**REQUIRED ACTION**
Below are the records; restate all of them exactly.

━━━━━━━━

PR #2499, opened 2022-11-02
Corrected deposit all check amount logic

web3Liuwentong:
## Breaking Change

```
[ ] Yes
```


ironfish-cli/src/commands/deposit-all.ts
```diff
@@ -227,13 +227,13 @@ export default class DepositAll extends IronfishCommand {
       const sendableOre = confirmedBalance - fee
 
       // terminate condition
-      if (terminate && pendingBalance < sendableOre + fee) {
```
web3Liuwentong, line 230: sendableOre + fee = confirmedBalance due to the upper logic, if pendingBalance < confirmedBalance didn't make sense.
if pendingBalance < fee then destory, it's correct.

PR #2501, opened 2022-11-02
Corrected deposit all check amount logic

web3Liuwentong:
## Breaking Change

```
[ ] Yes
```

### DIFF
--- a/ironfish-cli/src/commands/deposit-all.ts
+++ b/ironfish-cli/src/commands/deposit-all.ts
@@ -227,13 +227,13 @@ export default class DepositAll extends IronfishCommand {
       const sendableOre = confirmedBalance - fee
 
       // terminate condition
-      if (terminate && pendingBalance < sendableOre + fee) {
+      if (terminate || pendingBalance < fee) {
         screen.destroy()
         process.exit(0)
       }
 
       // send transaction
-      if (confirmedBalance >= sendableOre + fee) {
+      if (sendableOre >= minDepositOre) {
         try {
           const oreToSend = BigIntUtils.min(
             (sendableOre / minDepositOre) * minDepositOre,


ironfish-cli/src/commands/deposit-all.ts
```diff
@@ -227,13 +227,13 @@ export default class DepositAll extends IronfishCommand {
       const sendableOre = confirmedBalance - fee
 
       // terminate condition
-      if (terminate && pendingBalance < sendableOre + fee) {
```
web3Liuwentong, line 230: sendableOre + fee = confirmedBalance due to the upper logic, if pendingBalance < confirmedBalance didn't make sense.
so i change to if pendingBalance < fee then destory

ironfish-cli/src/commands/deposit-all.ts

━━━━━━━━

**ANSWER SPACE**
PR #2499, opened 2022-11-02
Corrected deposit all check amount logic

web3Liuwentong:
## Breaking Change

```
[ ] Yes
```


ironfish-cli/src/commands/deposit-all.ts
```diff
@@ -227,13 +227,13 @@ export default class DepositAll extends IronfishCommand {
       const sendableOre = confirmedBalance - fee
 
       // terminate condition
-      if (terminate && pendingBalance < sendableOre + fee) {
```
web3Liuwentong, line 230: sendableOre + fee = confirmedBalance due to the upper logic, if pendingBalance < confirmedBalance didn't make sense.
if pendingBalance < fee then destory, it's correct.

PR #2501, opened 2022-11-02
Corrected deposit all check amount logic

web3Liuwentong:
## Breaking Change

```
[ ] Yes
```

### DIFF
--- a/ironfish-cli/src/commands/deposit-all.ts
+++ b/ironfish-cli/src/commands/deposit-all.ts
@@ -227,13 +227,13 @@ export default class DepositAll extends IronfishCommand {
       const sendableOre = confirmedBalance - fee
 
       // terminate condition
-      if (terminate && pendingBalance < sendableOre + fee) {
+      if (terminate || pendingBalance < fee) {
         screen.destroy()
         process.exit(0)
       }
 
       // send transaction
-      if (confirmedBalance >= sendableOre + fee) {
+      if (sendableOre >= minDepositOre) {
         try {
           const oreToSend = BigIntUtils.min(
             (sendableOre / minDepositOre) * minDepositOre,


ironfish-cli/src/commands/deposit-all.ts
```diff
@@ -227,13 +227,13 @@ export default class DepositAll extends IronfishCommand {
       const sendableOre = confirmedBalance - fee
 
       // terminate condition
-      if (terminate && pendingBalance < sendableOre + fee) {
```
web3Liuwentong, line 230: sendableOre + fee = confirmedBalance due to the upper logic, if pendingBalance < confirmedBalance didn't make sense.
so i change to if pendingBalance < fee then destory

ironfish-cli/src/commands/deposit-all.ts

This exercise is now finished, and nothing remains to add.